(Records for this task)

PR #1222, opened 2021-06-04
Aria attributes to improve accessibility of map search suggestions

### LINKED ISSUE #1193: Improve accessibility of map search bar
Site repository URL: All sites
Open SDG version: All

**Describe the bug**
When users type a search, a list of suggested searches appears. Users can navigate this with the cursor keys; however, screen reader users are not made aware that this list has appeared. Voice activation users found that text dictated into the Search field, the autocorrect options were not triggered, so they were unable to use this control. 

**To Reproduce**
With screen reader on
1. Go to https://sdgdata.gov.uk/3-a-1/
2. Click on the Map tab
3. Click on the Map search icon to activate map
4. Enter 'north east'
5. See error

**Expected behavior**
Screen reader users are able to use Map search result controls

**Additional context**
From accessibility report:
WAI-ARIA roles can be utilised to ensure that all behaviour, information and functionality is exposed to assistive technologies. For more information, please refer to [WAI-ARIA Authoring Practices 1.1: Combobox with Listbox Popup Examples](https://www.w3.org/TR/wai-aria-practices/examples/combobox/aria1.1pattern/listbox-combo.html).

Please note that Dragon dictation does not trigger certain keyboard and mouse events. If the field relies on JavaScript event handlers to see if its populated, these may not be triggered by dictation.

brockfanning:
Q | A
--- | ---
Feature branch/test site URL | [Link](http://uk-sdg-feature-branches.s3-website.eu-west-2.amazonaws.com/feature-site-map-search-listbox-accessibility/3-a-1/)
Fixed issues | Fixes #1193 
Related version | 1.4.0-dev
Includes tests? |❌
Updated docs? |❌/✔️
Updated config forms? |NA
Added CHANGELOG entry? |❌

This does not address the issue mentioned about Dragon dictation. I'm not 100% this meets the requirements, but I think it is ready to be reviewed by DAC.


LucyGwilliamAdmin:
@brockfanning I've just added a link - space bar doesn't seem to be opening the search bar when using keyboard anymore - does on [UK live site](https://sdgdata.gov.uk/3-a-1/) though

brockfanning:
@LucyGwilliamAdmin For me, spacebar doesn't work, but enter does, and the same for the live site. I only tested in Firefox without a screenreader running, though.

LucyGwilliamAdmin:
@brockfanning just had another look, it works when screenreader isn't on but not when screenreader is on. On live site, it works in both cases

brockfanning:
@LucyGwilliamAdmin Ok, I think there is probably an issue with the aria attributes - maybe they are competing with each other. Do you think we could get help from DAC on this?

brockfanning:
@AnnCorp @LucyGwilliamAdmin I think this is the last ticket in 1.4.0, but there may be some issues with it, and we discussed getting help from DAC. Do you think we should start the beta testing of 1.4.0 without this ticket, and then add a "beta2" tag later if DAC approves. Or should wait until DAC approves before starting beta testing of 1.4.0?

AnnCorp:
@LucyGwilliamAdmin happy to take your decision on this one, as you'll be leading on the beta testing and when it's scheduled in.

LucyGwilliamAdmin:
@brockfanning @AnnCorp I think let's continue with beta release and then do another if needed

LucyGwilliamAdmin:
Reply from DAC on this:

I would say that it (the issue) is highly likely that this is due to the fact your ‘Show search’ button is nested within your combobox.

```
<div class="leaflet-control-search leaflet-control" aria-expanded="false" role="combobox" aria-haspopup="listbox" aria-owns="map-search-tooltip-list">
   <label class="search-input" for="searchtext10" style="display: none;"></label><input class="search-input" type="text" size="10" autocomplete="off" autocapitalize="off" placeholder="Search map" id="searchtext10" aria-label="Search map" aria-autocomplete="list" aria-controls="map-search-tooltip-list" style="display: none; max-width: 1025px;">
   <ul class="search-tooltip" id="map-search-tooltip-list" role="listbox" style="display: none;"></ul>
   <a class="search-cancel" href="#" title="Cancel" role="button" aria-label="Cancel" style="display: none;"><i class="fa fa-close" aria-hidden="true"></i></a>
   <a class="search-button" href="#" title="Show search" role="button" aria-label="Show search" aria-expanded="false" style="outline: none;"><i class="fa fa-search" aria-hidden="true"></i></a>
   <div class="search-alert" role="alert" style="display: none;"></div>
</div>

```

Aria roles can be hazardous unless they are implemented exactly as the design system specifies: https://www.w3.org/TR/wai-aria-practices/examples/combobox/aria1.1pattern/listbox-combo.html

Modifying the pattern or adding complexity can cause all sorts of problems to crop up. 

I did notice that there is also some intermittent strange behaviour with the full screen button too. If I press ‘Spacebar’ on the fullscreen button it takes focus to the ‘zoom in’, in fullscreen, if I press ‘Enter’ on the fullscreen button it takes focus to the ‘Zoom in’ button. However, the prior three buttons seem to work as expected. 

Sorry I couldn’t provide much more detail then this – I am not a developer, my expertise centres more around identifying accessibility issues and WCAG non-conformances, so the very technical details will be likely to be a bit beyond my expertise. But I would definitely try removing the button from the combobox and ensuring that the design pattern is followed to the letter.

```
<a class="search-button" href="#" title="Show search" role="button" aria-label="Show search" aria-expanded="false" style="outline: none;"><i class="fa fa-search" aria-hidden="true"></i></a>
<div class="leaflet-control-search leaflet-control" aria-expanded="false" role="combobox" aria-haspopup="listbox" aria-owns="map-search-tooltip-list">[…]</div>
```

brockfanning:
@LucyGwilliamAdmin I've given this another try, to it's ready for review again. FYI I can't recreate that reported issue with the full-screen button.

LucyGwilliamAdmin:
@brockfanning I've just refreshed the feature branch. Now I can expand search using enter, but still not space. However, I'm not being notified by screen reader that the list has appeared.

One thing I noticed is that the combobox doesn't seem to actually have a class - not sure if this is on purpose or may have something to do with it:
image

brockfanning:
@LucyGwilliamAdmin I modeled it after the "2. Listbox with automatic selection" here: https://www.w3.org/TR/wai-aria-practices/examples/combobox/aria1.1pattern/listbox-combo.html

That example doesn't announce any listbox items either, at least for the screenreader I use (XVDA).

About the space bar - it actually works for me in Firefox and Chrome, but only when the screenreader is active.

About the class - yes that was on purpose. Classes don't actually do anything accessibility-wise; they're just for styling or javascript. And since I didn't add any special styling or javascript there was no need to add a class to it.

brockfanning:
@LucyGwilliamAdmin Actually hold off a bit - I just noticed the part about "aria-activedescendant" on that WAI page.

brockfanning:
@LucyGwilliamAdmin This is ready for another refresh/review. Sorry for the trouble, I didn't notice that part about aria-activedescendant before. I think this is what triggers the announcements.

LucyGwilliamAdmin:
@brockfanning I've refreshed. The screenreader is announcing the list now but I;m getting some strange behaviour

1. Go to http://uk-sdg-feature-branches.s3-website.eu-west-2.amazonaws.com/feature-site-map-search-listbox-accessibility/3-a-1/
2. Go to map tab 
3. Turn on screen reader
4. Tab to map search icon
5. Press space - it expands
6. Press n (to start typing in North East)
7. Screen reader reads out "Chart details heading level 5" and this becomes focused:

brockfanning:
@LucyGwilliamAdmin Strange, I can't recreate that using NVDA and Firefox/Chrome. Here's a video of what it's like for me.

https://user-images.githubusercontent.com/1319083/123676292-c0770000-d811-11eb-9bba-f4c96a5019dc.mp4

LucyGwilliamAdmin:
@brockfanning that's strange - it might be my version of nvda.

I was just looking for another example as the w3 one seems a bit off but this is how I imagine it behaving: https://alphagov.github.io/accessible-autocomplete/examples/

brockfanning:
@LucyGwilliamAdmin I agree that example is better. I think the main difference is in the help text that is read at various points, right? We could definitely go in that direction, but we'll just need requirements on what should be read (and when). And there would need to be some translations added for any new help text. It could also be argued that is an enhancement and not required - but DAC would probably be the judge of that.

LucyGwilliamAdmin:
@brockfanning ah yeah, that's true - I'll send the latest to DAC and get their thoughts. I think at this point we just want to get it past AA and like you say that would be more of an enhancement so maybe to come back to.

LucyGwilliamAdmin:
@brockfanning got some good feedback from DAC:

> This looks like its working great to me on first check. 
> 
> The only thing I would say is that when ‘hide search’ is pressed, and the search function is collapsed, focus has not been managed so that it is taken to the ‘show search’ button. Instead, focus is taken to the document body. The ‘show search’ is then the next thing in tab focus, but if screen readers press their cursor keys to navigate in reading mode (rather than using the tab key) they are taken back to the top of the page. I would advise that focus be explicitly set to the ‘show search’ button after ‘hide search’ is actioned.

brockfanning:
@LucyGwilliamAdmin Cool, that seems like an easy fix - I've just pushed a commit for that. It works when I test locally.

LucyGwilliamAdmin (approved):
Just tested on feature branch and looks/sounds good!

PR #1227, opened 2021-06-09
Requirements updates (docs)

brockfanning:
This is a docs update to refresh the third-party libraries that are used. This also starts the process of removing/replacing a couple of references to Prose.io (since we now have built-in forms for data and metadata).

### DIFF
--- a/docs/architecture.md
+++ b/docs/architecture.md
@@ -35,7 +35,7 @@
       Github or<br>other source
       <i tabindex="0" class="fa fa-info-circle"></i>
       <span class="info">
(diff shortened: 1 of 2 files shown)


LucyGwilliamAdmin:
@brockfanning I'm wondering now that we are recommending the data, metadata and indicator config as 3 separate inputs (even though indicator config is technically a meta input) should the three be mentioned? or do you think fine just to mention data and metadata?

brockfanning:
@LucyGwilliamAdmin That makes sense - I've just updated the architecture diagram in this PR.

LucyGwilliamAdmin (approved):

PR #1228, opened 2021-06-09
Quick fixes for some zoom issues on maps

### LINKED ISSUE #1194: Overlap of content on zoomed in map pages
Site repository URL: All
Open SDG version: All

**Describe the bug**
When the page is zoomed up to 400%, content overlaps so that it is not possible to read. 

**To Reproduce**
1. Go to https://sdgdata.gov.uk/3-a-1/
2. Zoom into 400%
3. Click on Map tab
4. Zoom in
5. Scroll down to bottom of map 
5. See error

**Expected behavior**
No overlap of content when zoomed in

**Screenshots**
image

**Additional context**
From accessibility report (NOTE they also mentioned making sure there is no two direction scrolling but maps are exempt from this)
Solution: 
Ensure that when users increase the size of pages to 400% and the browser width 1280px to view the page content in one column, they can do this without having to scroll in two directions, and without the loss of content or functionality.For more information, please refer to [F102: Failure of Success Criterion 1.4.10 due to content disappearing and not being available when content has reflowed](https://www.w3.org/WAI/WCAG21/Techniques/failures/F102).

Please note that the reflow guidelines specify that maps are considered exceptional content as they may often require two-dimensional layout to preserve their usage and meaning. However, the associated user interface controls should not overlap.

brockfanning:
Q | A
--- | ---
Fixed issues | Fixes #1194
Related version | 1.4.0-dev
Includes tests? |NA
Updated docs? |NA
Updated config forms? |NA
Added CHANGELOG entry? |❌

This has a quick fix to a couple of zoom-related issues mentioned in #1194:

1. On small-screens/high-zooms the attribution element has a max-width of 100px and aligns to the right
2. Even when loaded on small-screens/high-zooms, the map will never be shorter than 400px high.

### DIFF
--- a/_includes/assets/js/plugins/jquery.sdgMap.js
+++ b/_includes/assets/js/plugins/jquery.sdgMap.js
@@ -521,7 +521,11 @@
           }
           // Make sure the map is not too high.
           var heightPadding = 75;
+          var minHeight = 400;
           var maxHeight = $(window).height() - heightPadding;
+          if (maxHeight < minHeight) {
+            maxHeight = minHeight;
+          }
           if ($('#map').height() > maxHeight) {
             $('#map').height(maxHeight);
           }
--- a/_sass/components/_maps.scss
+++ b/_sass/components/_maps.scss
@@ -78,6 +78,12 @@
         margin-right: 4px;
       }
     }
+    .leaflet-control-attribution {
+      @media only screen and (max-width: 480px) {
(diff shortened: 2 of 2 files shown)


LucyGwilliamAdmin (approved):
This looks good to me and seems to be solving the issue that DAC raised so approving. We will get feedback from DAC at beta stage though

PR #1229, opened 2021-06-09
Document repository_url_data and repository_url_site fields

brockfanning:
This depends on https://github.com/open-sdg/jekyll-open-sdg-plugins/pull/101

Q | A
--- | ---
Fixed issues | NA
Related version | 1.4.0-dev
Bugfix, feature or docs? | docs
Includes tests? |❌
Updated docs? |✔️
Updated config forms? |✔️
Added CHANGELOG entry? |❌

These 2 new config settings may be useful in the future for various purposes, but the immediate purpose is to allow for a smoother quickstart process. As we switch to using the config forms in the quickstart, we'll need to populate the "repository_link" settings, to enable the "Go to repository" links on the forms. This feature is critical to the user-friendliness of the forms, in my opinion.

With these new settings, a new user would only need to fill in these two URLs, and the four "repository_link" settings could be pre-filled so that they work out-of-the-box.

I'm working up a re-write of the quickstart that will show an example.

### DIFF
--- a/docs/configuration.md
+++ b/docs/configuration.md
@@ -725,6 +725,26 @@ reporting_status:
 
 As always, for multilingual support, the title/description settings can refer to translation keys, and description can include Markdown.
 
+### repository_url_data
+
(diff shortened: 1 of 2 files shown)


brockfanning:
Tests will fail until the dependency PR is merged.

LucyGwilliamAdmin (approved):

(End Records for this task)

* Instructions to follow: What is asked for is an exact copy of the lines above from the one containing "When the page" through the one containing "minHeight = 400;", and only those.

* Task response:
When the page is zoomed up to 400%, content overlaps so that it is not possible to read. 

**To Reproduce**
1. Go to https://sdgdata.gov.uk/3-a-1/
2. Zoom into 400%
3. Click on Map tab
4. Zoom in
5. Scroll down to bottom of map 
5. See error

**Expected behavior**
No overlap of content when zoomed in

**Screenshots**
image

**Additional context**
From accessibility report (NOTE they also mentioned making sure there is no two direction scrolling but maps are exempt from this)
Solution: 
Ensure that when users increase the size of pages to 400% and the browser width 1280px to view the page content in one column, they can do this without having to scroll in two directions, and without the loss of content or functionality.For more information, please refer to [F102: Failure of Success Criterion 1.4.10 due to content disappearing and not being available when content has reflowed](https://www.w3.org/WAI/WCAG21/Techniques/failures/F102).

Please note that the reflow guidelines specify that maps are considered exceptional content as they may often require two-dimensional layout to preserve their usage and meaning. However, the associated user interface controls should not overlap.

brockfanning:
Q | A
--- | ---
Fixed issues | Fixes #1194
Related version | 1.4.0-dev
Includes tests? |NA
Updated docs? |NA
Updated config forms? |NA
Added CHANGELOG entry? |❌

This has a quick fix to a couple of zoom-related issues mentioned in #1194:

1. On small-screens/high-zooms the attribution element has a max-width of 100px and aligns to the right
2. Even when loaded on small-screens/high-zooms, the map will never be shorter than 400px high.

### DIFF
--- a/_includes/assets/js/plugins/jquery.sdgMap.js
+++ b/_includes/assets/js/plugins/jquery.sdgMap.js
@@ -521,7 +521,11 @@
           }
           // Make sure the map is not too high.
           var heightPadding = 75;
+          var minHeight = 400;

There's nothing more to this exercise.